─── Source records

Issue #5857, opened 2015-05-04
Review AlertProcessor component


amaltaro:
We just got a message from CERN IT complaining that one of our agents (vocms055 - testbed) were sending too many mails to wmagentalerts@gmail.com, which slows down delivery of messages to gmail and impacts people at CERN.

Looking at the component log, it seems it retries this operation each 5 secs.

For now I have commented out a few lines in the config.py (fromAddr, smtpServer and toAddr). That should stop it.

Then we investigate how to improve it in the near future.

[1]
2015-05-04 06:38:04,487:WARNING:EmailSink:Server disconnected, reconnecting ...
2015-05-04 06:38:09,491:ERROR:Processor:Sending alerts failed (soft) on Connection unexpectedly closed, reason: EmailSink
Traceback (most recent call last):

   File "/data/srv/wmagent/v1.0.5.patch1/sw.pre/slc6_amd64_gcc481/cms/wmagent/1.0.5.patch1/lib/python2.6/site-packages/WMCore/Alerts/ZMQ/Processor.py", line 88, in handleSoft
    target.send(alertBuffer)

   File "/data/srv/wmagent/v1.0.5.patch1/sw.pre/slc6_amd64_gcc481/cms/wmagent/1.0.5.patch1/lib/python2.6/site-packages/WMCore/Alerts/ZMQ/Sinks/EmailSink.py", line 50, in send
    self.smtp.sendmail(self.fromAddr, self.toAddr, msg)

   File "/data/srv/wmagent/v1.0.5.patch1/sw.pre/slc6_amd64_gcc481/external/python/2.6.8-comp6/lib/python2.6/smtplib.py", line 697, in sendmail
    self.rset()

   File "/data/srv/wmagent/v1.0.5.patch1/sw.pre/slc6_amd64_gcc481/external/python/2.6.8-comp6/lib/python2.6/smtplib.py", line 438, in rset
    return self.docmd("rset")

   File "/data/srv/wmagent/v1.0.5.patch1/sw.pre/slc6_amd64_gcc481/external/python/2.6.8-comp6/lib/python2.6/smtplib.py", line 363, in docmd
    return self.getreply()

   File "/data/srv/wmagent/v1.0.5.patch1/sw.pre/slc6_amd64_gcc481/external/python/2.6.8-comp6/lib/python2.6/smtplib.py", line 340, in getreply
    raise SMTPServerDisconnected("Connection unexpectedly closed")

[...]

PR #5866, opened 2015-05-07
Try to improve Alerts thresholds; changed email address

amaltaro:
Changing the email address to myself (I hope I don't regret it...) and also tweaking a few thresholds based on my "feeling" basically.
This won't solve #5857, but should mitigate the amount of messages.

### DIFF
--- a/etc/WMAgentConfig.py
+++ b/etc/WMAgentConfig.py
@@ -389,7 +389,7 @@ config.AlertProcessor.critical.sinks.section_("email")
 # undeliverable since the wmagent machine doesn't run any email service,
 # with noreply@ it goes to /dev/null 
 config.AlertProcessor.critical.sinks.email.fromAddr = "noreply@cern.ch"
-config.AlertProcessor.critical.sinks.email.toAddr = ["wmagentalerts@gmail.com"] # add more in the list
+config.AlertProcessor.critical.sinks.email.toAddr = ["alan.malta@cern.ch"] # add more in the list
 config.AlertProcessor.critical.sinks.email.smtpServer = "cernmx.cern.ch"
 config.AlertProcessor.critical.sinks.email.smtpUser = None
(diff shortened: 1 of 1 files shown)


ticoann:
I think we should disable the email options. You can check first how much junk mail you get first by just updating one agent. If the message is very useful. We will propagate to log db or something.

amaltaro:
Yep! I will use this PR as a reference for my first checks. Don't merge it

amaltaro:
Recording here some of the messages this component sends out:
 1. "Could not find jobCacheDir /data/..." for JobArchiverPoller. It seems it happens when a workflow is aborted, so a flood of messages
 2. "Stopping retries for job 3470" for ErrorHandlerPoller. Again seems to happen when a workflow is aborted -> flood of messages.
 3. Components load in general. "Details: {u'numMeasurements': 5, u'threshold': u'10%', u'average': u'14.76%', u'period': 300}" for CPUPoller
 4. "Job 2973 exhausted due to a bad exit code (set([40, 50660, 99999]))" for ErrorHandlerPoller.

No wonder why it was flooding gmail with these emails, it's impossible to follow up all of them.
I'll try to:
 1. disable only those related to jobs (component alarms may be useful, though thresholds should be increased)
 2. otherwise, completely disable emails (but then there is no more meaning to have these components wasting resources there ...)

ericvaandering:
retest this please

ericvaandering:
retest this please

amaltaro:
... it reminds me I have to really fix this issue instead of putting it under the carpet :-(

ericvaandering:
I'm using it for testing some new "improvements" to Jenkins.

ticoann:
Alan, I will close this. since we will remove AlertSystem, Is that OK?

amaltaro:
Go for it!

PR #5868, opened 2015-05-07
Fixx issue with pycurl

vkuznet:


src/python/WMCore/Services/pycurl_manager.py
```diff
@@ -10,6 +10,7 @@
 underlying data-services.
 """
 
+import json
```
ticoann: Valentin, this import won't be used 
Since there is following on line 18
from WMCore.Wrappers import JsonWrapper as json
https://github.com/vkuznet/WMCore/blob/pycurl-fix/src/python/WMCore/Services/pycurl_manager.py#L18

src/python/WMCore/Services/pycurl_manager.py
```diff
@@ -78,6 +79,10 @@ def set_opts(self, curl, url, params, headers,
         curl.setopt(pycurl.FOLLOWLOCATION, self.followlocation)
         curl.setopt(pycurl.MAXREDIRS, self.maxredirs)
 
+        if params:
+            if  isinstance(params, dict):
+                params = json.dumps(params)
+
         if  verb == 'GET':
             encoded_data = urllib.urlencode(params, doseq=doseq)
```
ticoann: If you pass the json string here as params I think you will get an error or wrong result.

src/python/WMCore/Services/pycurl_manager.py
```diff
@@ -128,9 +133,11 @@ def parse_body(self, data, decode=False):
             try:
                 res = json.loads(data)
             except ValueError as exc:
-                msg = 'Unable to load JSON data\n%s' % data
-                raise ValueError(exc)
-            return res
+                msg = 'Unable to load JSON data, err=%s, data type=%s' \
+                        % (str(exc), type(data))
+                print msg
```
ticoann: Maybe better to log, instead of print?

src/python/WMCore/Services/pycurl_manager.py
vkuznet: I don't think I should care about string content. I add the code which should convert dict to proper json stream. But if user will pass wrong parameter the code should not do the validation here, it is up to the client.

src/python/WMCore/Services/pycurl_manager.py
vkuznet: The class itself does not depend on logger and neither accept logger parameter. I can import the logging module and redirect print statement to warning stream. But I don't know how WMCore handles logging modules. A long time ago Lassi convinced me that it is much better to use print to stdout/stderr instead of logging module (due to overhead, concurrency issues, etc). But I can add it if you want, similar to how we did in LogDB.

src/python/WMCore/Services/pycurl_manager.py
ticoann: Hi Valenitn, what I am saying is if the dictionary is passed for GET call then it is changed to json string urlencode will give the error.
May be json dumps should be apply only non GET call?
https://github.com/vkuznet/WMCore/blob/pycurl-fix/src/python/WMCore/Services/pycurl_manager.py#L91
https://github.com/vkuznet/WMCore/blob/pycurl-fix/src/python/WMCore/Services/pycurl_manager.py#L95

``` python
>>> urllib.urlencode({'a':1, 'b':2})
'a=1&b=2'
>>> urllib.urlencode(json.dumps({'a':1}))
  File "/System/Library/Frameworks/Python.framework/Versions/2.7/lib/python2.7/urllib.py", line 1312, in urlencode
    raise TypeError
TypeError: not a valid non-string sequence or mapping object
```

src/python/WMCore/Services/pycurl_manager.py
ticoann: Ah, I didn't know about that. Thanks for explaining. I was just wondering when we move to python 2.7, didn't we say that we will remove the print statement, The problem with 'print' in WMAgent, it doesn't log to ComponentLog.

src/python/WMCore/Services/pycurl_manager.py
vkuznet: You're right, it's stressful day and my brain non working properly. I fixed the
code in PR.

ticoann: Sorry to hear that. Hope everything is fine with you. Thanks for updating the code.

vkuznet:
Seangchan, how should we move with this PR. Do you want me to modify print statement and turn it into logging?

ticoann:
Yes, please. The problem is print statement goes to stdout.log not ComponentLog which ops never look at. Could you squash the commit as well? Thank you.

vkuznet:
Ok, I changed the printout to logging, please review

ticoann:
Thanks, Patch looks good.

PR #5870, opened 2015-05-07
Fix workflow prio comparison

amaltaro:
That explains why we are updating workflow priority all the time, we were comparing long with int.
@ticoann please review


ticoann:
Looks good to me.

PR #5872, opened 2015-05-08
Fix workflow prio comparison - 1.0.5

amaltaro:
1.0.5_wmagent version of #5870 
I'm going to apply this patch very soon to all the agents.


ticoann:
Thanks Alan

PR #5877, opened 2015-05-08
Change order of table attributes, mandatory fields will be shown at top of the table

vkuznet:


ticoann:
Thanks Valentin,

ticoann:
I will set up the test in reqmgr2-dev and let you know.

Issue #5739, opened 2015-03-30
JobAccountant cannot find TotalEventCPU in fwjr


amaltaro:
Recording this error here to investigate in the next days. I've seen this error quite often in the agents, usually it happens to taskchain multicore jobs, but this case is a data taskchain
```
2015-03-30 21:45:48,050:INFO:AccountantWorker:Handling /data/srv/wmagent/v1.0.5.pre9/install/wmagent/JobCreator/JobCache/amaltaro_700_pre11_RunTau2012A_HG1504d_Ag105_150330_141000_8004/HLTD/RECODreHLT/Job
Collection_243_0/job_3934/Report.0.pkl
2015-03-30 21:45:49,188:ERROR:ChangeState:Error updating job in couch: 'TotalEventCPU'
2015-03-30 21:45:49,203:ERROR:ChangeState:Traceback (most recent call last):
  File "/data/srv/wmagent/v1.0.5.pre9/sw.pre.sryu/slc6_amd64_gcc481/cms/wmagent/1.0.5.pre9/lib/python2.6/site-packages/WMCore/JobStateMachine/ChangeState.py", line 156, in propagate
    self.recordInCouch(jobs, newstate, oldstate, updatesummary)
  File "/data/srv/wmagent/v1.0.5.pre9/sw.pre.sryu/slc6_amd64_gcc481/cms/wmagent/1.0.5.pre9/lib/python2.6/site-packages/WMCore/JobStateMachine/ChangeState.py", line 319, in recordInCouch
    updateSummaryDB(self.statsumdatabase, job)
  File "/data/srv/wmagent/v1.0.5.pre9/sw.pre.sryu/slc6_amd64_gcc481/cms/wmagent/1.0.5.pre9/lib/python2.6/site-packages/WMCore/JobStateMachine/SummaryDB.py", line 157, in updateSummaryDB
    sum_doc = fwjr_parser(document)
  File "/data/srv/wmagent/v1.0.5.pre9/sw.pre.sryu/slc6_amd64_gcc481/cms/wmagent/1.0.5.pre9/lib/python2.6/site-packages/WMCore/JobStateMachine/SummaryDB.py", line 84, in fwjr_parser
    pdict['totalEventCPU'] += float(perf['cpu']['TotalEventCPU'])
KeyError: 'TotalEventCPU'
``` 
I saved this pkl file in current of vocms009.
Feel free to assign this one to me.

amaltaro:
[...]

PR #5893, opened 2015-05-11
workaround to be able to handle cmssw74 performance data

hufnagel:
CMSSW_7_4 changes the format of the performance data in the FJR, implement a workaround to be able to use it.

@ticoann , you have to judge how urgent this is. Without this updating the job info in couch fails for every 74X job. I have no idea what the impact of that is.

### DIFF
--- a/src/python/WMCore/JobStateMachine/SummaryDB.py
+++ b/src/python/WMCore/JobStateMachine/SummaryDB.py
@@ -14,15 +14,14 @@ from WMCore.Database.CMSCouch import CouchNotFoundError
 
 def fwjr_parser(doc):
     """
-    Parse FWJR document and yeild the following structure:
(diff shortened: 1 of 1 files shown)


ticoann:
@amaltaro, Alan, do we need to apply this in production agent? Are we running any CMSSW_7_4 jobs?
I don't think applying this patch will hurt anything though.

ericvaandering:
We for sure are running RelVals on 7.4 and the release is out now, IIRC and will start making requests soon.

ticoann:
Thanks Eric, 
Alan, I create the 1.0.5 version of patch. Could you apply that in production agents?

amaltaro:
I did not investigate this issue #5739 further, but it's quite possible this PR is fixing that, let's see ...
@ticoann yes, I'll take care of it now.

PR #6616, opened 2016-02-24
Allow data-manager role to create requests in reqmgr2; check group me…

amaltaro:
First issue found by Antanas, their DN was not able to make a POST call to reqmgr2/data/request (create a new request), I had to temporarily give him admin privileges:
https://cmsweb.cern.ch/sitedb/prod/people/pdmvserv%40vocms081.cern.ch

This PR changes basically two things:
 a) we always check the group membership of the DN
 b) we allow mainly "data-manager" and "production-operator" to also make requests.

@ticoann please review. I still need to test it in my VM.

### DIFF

──────

Only the lines above from the one with "This won't solve" up to and including the one with "Recording here some" should be repeated, exactly as written.

• [Output]:
This won't solve #5857, but should mitigate the amount of messages.

### DIFF
--- a/etc/WMAgentConfig.py
+++ b/etc/WMAgentConfig.py
@@ -389,7 +389,7 @@ config.AlertProcessor.critical.sinks.section_("email")
 # undeliverable since the wmagent machine doesn't run any email service,
 # with noreply@ it goes to /dev/null 
 config.AlertProcessor.critical.sinks.email.fromAddr = "noreply@cern.ch"
-config.AlertProcessor.critical.sinks.email.toAddr = ["wmagentalerts@gmail.com"] # add more in the list
+config.AlertProcessor.critical.sinks.email.toAddr = ["alan.malta@cern.ch"] # add more in the list
 config.AlertProcessor.critical.sinks.email.smtpServer = "cernmx.cern.ch"
 config.AlertProcessor.critical.sinks.email.smtpUser = None
(diff shortened: 1 of 1 files shown)


ticoann:
I think we should disable the email options. You can check first how much junk mail you get first by just updating one agent. If the message is very useful. We will propagate to log db or something.

amaltaro:
Yep! I will use this PR as a reference for my first checks. Don't merge it

amaltaro:
Recording here some of the messages this component sends out:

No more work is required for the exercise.